[[ The data open ]]
PR #135, opened 2021-09-20
Find x64 MSBuild from Locator

Forgind:
Fixes https://github.com/dotnet/msbuild/issues/6681 for pre-17.0 MSBuild.

### DIFF
--- a/src/MSBuildLocator/MSBuildLocator.cs
+++ b/src/MSBuildLocator/MSBuildLocator.cs
@@ -209,6 +209,27 @@ namespace Microsoft.Build.Locator
             // AssemblyResolve event can fire multiple times for the same assembly, so keep track of what's already been loaded.
             var loadedAssemblies = new Dictionary<string, Assembly>();
 
+            // MSBuild can be loaded from the x86 or x64 folder. Before 17.0, it looked next to the executing assembly in some cases and constructed a path that assumed x86 in others.
+            // This overrides the latter assumption to let it find the right MSBuild.
+            foreach (string path in msbuildSearchPaths)
+            {
+                string msbuildExe = Path.Combine(path, "MSBuild.exe");
+                if (File.Exists(msbuildExe))
+                {
+                    Environment.SetEnvironmentVariable("MSBUILD_EXE_PATH", msbuildExe);
+                    break;
+                }
+                else
+                {
+                    string msbuildDll = Path.Combine(path, "MSBuild.dll");
+                    if (File.Exists(msbuildDll))
+                    {
+                        Environment.SetEnvironmentVariable("MSBUILD_EXE_PATH", msbuildDll);
+                        break;
+                    }
+                }
+            }
+
             // Saving the handler in a static field so it can be unregistered later.
 #if NET46
             s_registeredHandler = (_, eventArgs) =>


src/MSBuildLocator/MSBuildLocator.cs
```diff
@@ -209,6 +209,27 @@ public static void RegisterMSBuildPath(string[] msbuildSearchPaths)
             // AssemblyResolve event can fire multiple times for the same assembly, so keep track of what's already been loaded.
             var loadedAssemblies = new Dictionary<string, Assembly>();
 
+            // MSBuild can be loaded from the x86 or x64 folder. Before 17.0, it looked next to the executing assembly in some cases and constructed a path that assumed x86 in others.
+            // This overrides the latter assumption to let it find the right MSBuild.
+            foreach (string path in msbuildSearchPaths)
```
rainersigwald, line 214: Do we not need to do the `amd64` folder removal dance here too, in case someone passed in a 64-bit folder?

Can we do this only for <17.0?

rainersigwald, line 214: Do we not need to do the `amd64` folder removal dance here too, in case someone passed in a 64-bit folder?

Can we do this only for <17.0?

src/MSBuildLocator/MSBuildLocator.cs
```diff
@@ -209,6 +209,27 @@ public static void RegisterMSBuildPath(string[] msbuildSearchPaths)
...
+            {
+                string msbuildExe = Path.Combine(path, "MSBuild.exe");
+                if (File.Exists(msbuildExe))
+                {
+                    Environment.SetEnvironmentVariable("MSBUILD_EXE_PATH", msbuildExe);
+                    break;
+                }
+                else
+                {
+                    string msbuildDll = Path.Combine(path, "MSBuild.dll");
```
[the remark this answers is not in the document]
Forgind: I wasn't 100% sure of this, but if you have a .NET Framework app and use RegisterMSBuildPath(<.NET Core MSBuild path>), I think you would have trouble if you tried to use anything that differs between Core and Framework, but you could maybe stick to the overlap and having a working app. Should that be something to care about?

src/MSBuildLocator/MSBuildLocator.cs
Forgind: Isn't that handled in MSBuild? I'm looking at TryFromMSBuildExeUnderVisualStudio, and it calculates visualStudioRoot by checking whether there's an amd64 and going one extra level up if so.

On the other path, it assumes a standalone MSBuild.exe, so I wasn't sure what assumptions we could actually make about it.

Forgind: Doing it for < 17.0 sounds reasonable. Little more expensive perf-wise, but that isn't a big deal in Locator.

rainersigwald: Are you looking at MSBuild 16 or 17 source? That was a thing we fixed, right?

src/MSBuildLocator/MSBuildLocator.cs
```diff
@@ -209,6 +209,25 @@ public static void RegisterMSBuildPath(string[] msbuildSearchPaths)
...
             var loadedAssemblies = new Dictionary<string, Assembly>();
 
+            // MSBuild can be loaded from the x86 or x64 folder. Before 17.0, it looked next to the executing assembly in some cases and constructed a path that assumed x86 in others.
+            // This overrides the latter assumption to let it find the right MSBuild.
+            foreach (string path in msbuildSearchPaths)
+            {
+                string msbuildExe = Path.Combine(path, "MSBuild.exe");
+                if (File.Exists(msbuildExe))
+                {
+                    if (FileVersionInfo.GetVersionInfo(msbuildExe).FileMajorPart < 17)
```
rainersigwald, line 219: Should we do an exact check on the subversion we introduced the change in?

Forgind: It came in in 17.0, so the minor version wouldn't matter. We could make sure it isn't a preview before it was merged, but feels like more work than is warranted. Not a ton of people use previews, and if they're happy being on one preview, they can update to a later one.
[[ The data closed ]]
-- Task goal --
All of the records shown above should be reproduced exactly.

-- Answer for this exercise --
PR #135, opened 2021-09-20
Find x64 MSBuild from Locator

Forgind:
Fixes https://github.com/dotnet/msbuild/issues/6681 for pre-17.0 MSBuild.

### DIFF
--- a/src/MSBuildLocator/MSBuildLocator.cs
+++ b/src/MSBuildLocator/MSBuildLocator.cs
@@ -209,6 +209,27 @@ namespace Microsoft.Build.Locator
             // AssemblyResolve event can fire multiple times for the same assembly, so keep track of what's already been loaded.
             var loadedAssemblies = new Dictionary<string, Assembly>();
 
+            // MSBuild can be loaded from the x86 or x64 folder. Before 17.0, it looked next to the executing assembly in some cases and constructed a path that assumed x86 in others.
+            // This overrides the latter assumption to let it find the right MSBuild.
+            foreach (string path in msbuildSearchPaths)
+            {
+                string msbuildExe = Path.Combine(path, "MSBuild.exe");
+                if (File.Exists(msbuildExe))
+                {
+                    Environment.SetEnvironmentVariable("MSBUILD_EXE_PATH", msbuildExe);
+                    break;
+                }
+                else
+                {
+                    string msbuildDll = Path.Combine(path, "MSBuild.dll");
+                    if (File.Exists(msbuildDll))
+                    {
+                        Environment.SetEnvironmentVariable("MSBUILD_EXE_PATH", msbuildDll);
+                        break;
+                    }
+                }
+            }
+
             // Saving the handler in a static field so it can be unregistered later.
 #if NET46
             s_registeredHandler = (_, eventArgs) =>


src/MSBuildLocator/MSBuildLocator.cs
```diff
@@ -209,6 +209,27 @@ public static void RegisterMSBuildPath(string[] msbuildSearchPaths)
             // AssemblyResolve event can fire multiple times for the same assembly, so keep track of what's already been loaded.
             var loadedAssemblies = new Dictionary<string, Assembly>();
 
+            // MSBuild can be loaded from the x86 or x64 folder. Before 17.0, it looked next to the executing assembly in some cases and constructed a path that assumed x86 in others.
+            // This overrides the latter assumption to let it find the right MSBuild.
+            foreach (string path in msbuildSearchPaths)
```
rainersigwald, line 214: Do we not need to do the `amd64` folder removal dance here too, in case someone passed in a 64-bit folder?

Can we do this only for <17.0?

rainersigwald, line 214: Do we not need to do the `amd64` folder removal dance here too, in case someone passed in a 64-bit folder?

Can we do this only for <17.0?

src/MSBuildLocator/MSBuildLocator.cs
```diff
@@ -209,6 +209,27 @@ public static void RegisterMSBuildPath(string[] msbuildSearchPaths)
...
+            {
+                string msbuildExe = Path.Combine(path, "MSBuild.exe");
+                if (File.Exists(msbuildExe))
+                {
+                    Environment.SetEnvironmentVariable("MSBUILD_EXE_PATH", msbuildExe);
+                    break;
+                }
+                else
+                {
+                    string msbuildDll = Path.Combine(path, "MSBuild.dll");
```
[the remark this answers is not in the document]
Forgind: I wasn't 100% sure of this, but if you have a .NET Framework app and use RegisterMSBuildPath(<.NET Core MSBuild path>), I think you would have trouble if you tried to use anything that differs between Core and Framework, but you could maybe stick to the overlap and having a working app. Should that be something to care about?

src/MSBuildLocator/MSBuildLocator.cs
Forgind: Isn't that handled in MSBuild? I'm looking at TryFromMSBuildExeUnderVisualStudio, and it calculates visualStudioRoot by checking whether there's an amd64 and going one extra level up if so.

On the other path, it assumes a standalone MSBuild.exe, so I wasn't sure what assumptions we could actually make about it.

Forgind: Doing it for < 17.0 sounds reasonable. Little more expensive perf-wise, but that isn't a big deal in Locator.

rainersigwald: Are you looking at MSBuild 16 or 17 source? That was a thing we fixed, right?

src/MSBuildLocator/MSBuildLocator.cs
```diff
@@ -209,6 +209,25 @@ public static void RegisterMSBuildPath(string[] msbuildSearchPaths)
...
             var loadedAssemblies = new Dictionary<string, Assembly>();
 
+            // MSBuild can be loaded from the x86 or x64 folder. Before 17.0, it looked next to the executing assembly in some cases and constructed a path that assumed x86 in others.
+            // This overrides the latter assumption to let it find the right MSBuild.
+            foreach (string path in msbuildSearchPaths)
+            {
+                string msbuildExe = Path.Combine(path, "MSBuild.exe");
+                if (File.Exists(msbuildExe))
+                {
+                    if (FileVersionInfo.GetVersionInfo(msbuildExe).FileMajorPart < 17)
```
rainersigwald, line 219: Should we do an exact check on the subversion we introduced the change in?

Forgind: It came in in 17.0, so the minor version wouldn't matter. We could make sure it isn't a preview before it was merged, but feels like more work than is warranted. Not a ton of people use previews, and if they're happy being on one preview, they can update to a later one.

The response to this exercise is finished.